Exercise requirements:
Could you return every record below without changing a word?

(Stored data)
● ● ● ●

PR #1608, opened 2026-09-19
SPEC-038 FR-CB6: accept batched-vs-serial numeric ties so MoE continuous batching can attach

Augustas11:
## Summary

The SPEC-038/039 continuous-batching MoE isolation probe (`runMoEInputIsolationProbe`) required **bit-exact** greedy-argmax equality between each batched row and a serial reference. That is unachievable for MoE: a batched shared forward and a serial forward differ only in floating-point **accumulation order** (batched matmuls + MoE expert routing vs a single row), which flips greedy argmax between near-tied tokens. So the probe fail-closed on every MoE model regardless of correctness — **no MoE model could ever attach** continuous batching.

FR-CB6 already requires the batched output to match serial only **"within the accepted numerical tolerance"**, not bit-exactly. This PR conforms the probe to its own SPEC.

### On-device evidence (Qwen3-Coder-30B-A3B, M3 Ultra)
- Single-row paged-gather parity: **byte-exact** (3072/3072 gather calls) — the SPEC-039 gate, unchanged and still exact.
- Batched isolation, before: `crossRowDivergences=1` — row A returned **its own serial top-2** token `11201`, `0.25` logits behind its serial top-1 (`17.625` vs `17.375`); **not** a leak (≠ row B's token).
- Batched isolation, after this fix: **`proven=true, crossRowDivergences=0`** — the own-distribution near-tie is accepted; the leak guard still rejects any cross-row token.

### Change
- **SPEC-038 FR-CB6 (v0.2 → v0.2.1)**: makes the pre-existing "accepted numerical tolerance" concrete — a row's batched greedy token is conformant iff it is the row's **own** serial argmax, OR its **own** serial runner-up within a fixed small logit tolerance of its serial argmax; any other token, and **always** another row's serial argmax (a leak), is a divergence. Explicitly scoped to the batched-vs-serial comparison; **does not** relax the SPEC-039 single-row paged-gather parity gate (same accumulation order → stays exact).
- **Probe**: pure predicate `batchedTokenIsConformant(...)` + `SerialReference{top1,top2,logits}`. The exact-match and **leak guard run before** the tolerance, so admitting numerical ties never admits a cross-row leak. `batchedArgmaxLogitTolerance = 1.0` (observed ties are ~0.25; a leaked other-row token lands many logits below a row's own argmax).
- **Tests**: `PagedKVBatchedToleranceTests` pins exact-match, own near-tie within/beyond tolerance, out-of-top-2, the `gap == tolerance` boundary, out-of-vocab fail-closed, and the decisive leak case (other row's token, also this row's runner-up within tolerance → still rejected).

### Testing
- `swift build` green; `PagedKVBatchedToleranceTests` (8) pass; 159 fake-model paged-KV tests pass, 0 regressions; `gen_spec_index.py --check` green.
- On-device confirm on the real 30B (above) via a throwaway instrumented build (not in this diff).
- The env-gated real-model isolation fixture exercises the live path in CI.

### Audit
3-lane review (security / code / architecture) at **0 CRITICAL / 0 HIGH / 0 MEDIUM**. Security confirmed cross-row isolation is preserved (leak guard is exact and tolerance-independent). Carried LOW/INFO (non-gating):
- Leak guard checks a single "other row" — correct for the fixed 2-row probe; revisit if ever generalized to N>2 rows.
- Tolerance `1.0` is ~4× the observed `0.25` tie; could tighten to `0.5`. Not an isolation risk (leak guard is tolerance-independent); a wider bound only admits more genuine ties.
- `top1` derived via `argSort` last-entry vs `argMax` first-index could differ only on an exact fp tie over the vocab (effectively nil, absorbed by the tolerance branch).

{
  "behavior_change": "yes",
  "contract_change": "yes",
  "specs": ["SPEC-038"],
  "requirements": ["SPEC-038-R006"],
  "authority_domains": ["continuous-batching-serving"],
  "arbitration": ["CODE_BUG"],
  "tests": [
    "phase3-binary: swift test --filter PagedKVBatchedToleranceTests (8 cases incl. leak worst-case)",
    "phase3-binary: 159 fake-model paged-KV tests (PagedKVRuntimeBridge/KVConversationColdTier/ServingKnobs/PagedKVEngine), 0 regressions",
    "scripts/gen_spec_index.py --check"
  ],
  "journeys": ["not-required"]
}


antfleet-ops (approved):
Approving: 3-lane audit (security/code/architecture) clean at 0 C/H/M on the full diff. Faithful clarification of FR-CB6's pre-existing numerical-tolerance clause; cross-row isolation preserved (leak guard is exact + tolerance-independent); SPEC-039 single-row parity stays exact. Fix confirmed on-device (Qwen3-Coder-30B: batched-isolation proven=true, crossRowDivergences=0).

antfleet-ops (approved):
Re-approving after rebase onto latest main (picks up #1609 CoordinatorClient changes; resolves the stale-base merge artifact). Fix diff unchanged (probe + tests + SPEC-038 v0.2.1); 3-lane audit 0 C/H/M stands; on-device proven=true confirmed.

● ● ● ●

Output below:
PR #1608, opened 2026-09-19
SPEC-038 FR-CB6: accept batched-vs-serial numeric ties so MoE continuous batching can attach

Augustas11:
## Summary

The SPEC-038/039 continuous-batching MoE isolation probe (`runMoEInputIsolationProbe`) required **bit-exact** greedy-argmax equality between each batched row and a serial reference. That is unachievable for MoE: a batched shared forward and a serial forward differ only in floating-point **accumulation order** (batched matmuls + MoE expert routing vs a single row), which flips greedy argmax between near-tied tokens. So the probe fail-closed on every MoE model regardless of correctness — **no MoE model could ever attach** continuous batching.

FR-CB6 already requires the batched output to match serial only **"within the accepted numerical tolerance"**, not bit-exactly. This PR conforms the probe to its own SPEC.

### On-device evidence (Qwen3-Coder-30B-A3B, M3 Ultra)
- Single-row paged-gather parity: **byte-exact** (3072/3072 gather calls) — the SPEC-039 gate, unchanged and still exact.
- Batched isolation, before: `crossRowDivergences=1` — row A returned **its own serial top-2** token `11201`, `0.25` logits behind its serial top-1 (`17.625` vs `17.375`); **not** a leak (≠ row B's token).
- Batched isolation, after this fix: **`proven=true, crossRowDivergences=0`** — the own-distribution near-tie is accepted; the leak guard still rejects any cross-row token.

### Change
- **SPEC-038 FR-CB6 (v0.2 → v0.2.1)**: makes the pre-existing "accepted numerical tolerance" concrete — a row's batched greedy token is conformant iff it is the row's **own** serial argmax, OR its **own** serial runner-up within a fixed small logit tolerance of its serial argmax; any other token, and **always** another row's serial argmax (a leak), is a divergence. Explicitly scoped to the batched-vs-serial comparison; **does not** relax the SPEC-039 single-row paged-gather parity gate (same accumulation order → stays exact).
- **Probe**: pure predicate `batchedTokenIsConformant(...)` + `SerialReference{top1,top2,logits}`. The exact-match and **leak guard run before** the tolerance, so admitting numerical ties never admits a cross-row leak. `batchedArgmaxLogitTolerance = 1.0` (observed ties are ~0.25; a leaked other-row token lands many logits below a row's own argmax).
- **Tests**: `PagedKVBatchedToleranceTests` pins exact-match, own near-tie within/beyond tolerance, out-of-top-2, the `gap == tolerance` boundary, out-of-vocab fail-closed, and the decisive leak case (other row's token, also this row's runner-up within tolerance → still rejected).

### Testing
- `swift build` green; `PagedKVBatchedToleranceTests` (8) pass; 159 fake-model paged-KV tests pass, 0 regressions; `gen_spec_index.py --check` green.
- On-device confirm on the real 30B (above) via a throwaway instrumented build (not in this diff).
- The env-gated real-model isolation fixture exercises the live path in CI.

### Audit
3-lane review (security / code / architecture) at **0 CRITICAL / 0 HIGH / 0 MEDIUM**. Security confirmed cross-row isolation is preserved (leak guard is exact and tolerance-independent). Carried LOW/INFO (non-gating):
- Leak guard checks a single "other row" — correct for the fixed 2-row probe; revisit if ever generalized to N>2 rows.
- Tolerance `1.0` is ~4× the observed `0.25` tie; could tighten to `0.5`. Not an isolation risk (leak guard is tolerance-independent); a wider bound only admits more genuine ties.
- `top1` derived via `argSort` last-entry vs `argMax` first-index could differ only on an exact fp tie over the vocab (effectively nil, absorbed by the tolerance branch).

{
  "behavior_change": "yes",
  "contract_change": "yes",
  "specs": ["SPEC-038"],
  "requirements": ["SPEC-038-R006"],
  "authority_domains": ["continuous-batching-serving"],
  "arbitration": ["CODE_BUG"],
  "tests": [
    "phase3-binary: swift test --filter PagedKVBatchedToleranceTests (8 cases incl. leak worst-case)",
    "phase3-binary: 159 fake-model paged-KV tests (PagedKVRuntimeBridge/KVConversationColdTier/ServingKnobs/PagedKVEngine), 0 regressions",
    "scripts/gen_spec_index.py --check"
  ],
  "journeys": ["not-required"]
}


antfleet-ops (approved):
Approving: 3-lane audit (security/code/architecture) clean at 0 C/H/M on the full diff. Faithful clarification of FR-CB6's pre-existing numerical-tolerance clause; cross-row isolation preserved (leak guard is exact + tolerance-independent); SPEC-039 single-row parity stays exact. Fix confirmed on-device (Qwen3-Coder-30B: batched-isolation proven=true, crossRowDivergences=0).

antfleet-ops (approved):
Re-approving after rebase onto latest main (picks up #1609 CoordinatorClient changes; resolves the stale-base merge artifact). Fix diff unchanged (probe + tests + SPEC-038 v0.2.1); 3-lane audit 0 C/H/M stands; on-device proven=true confirmed.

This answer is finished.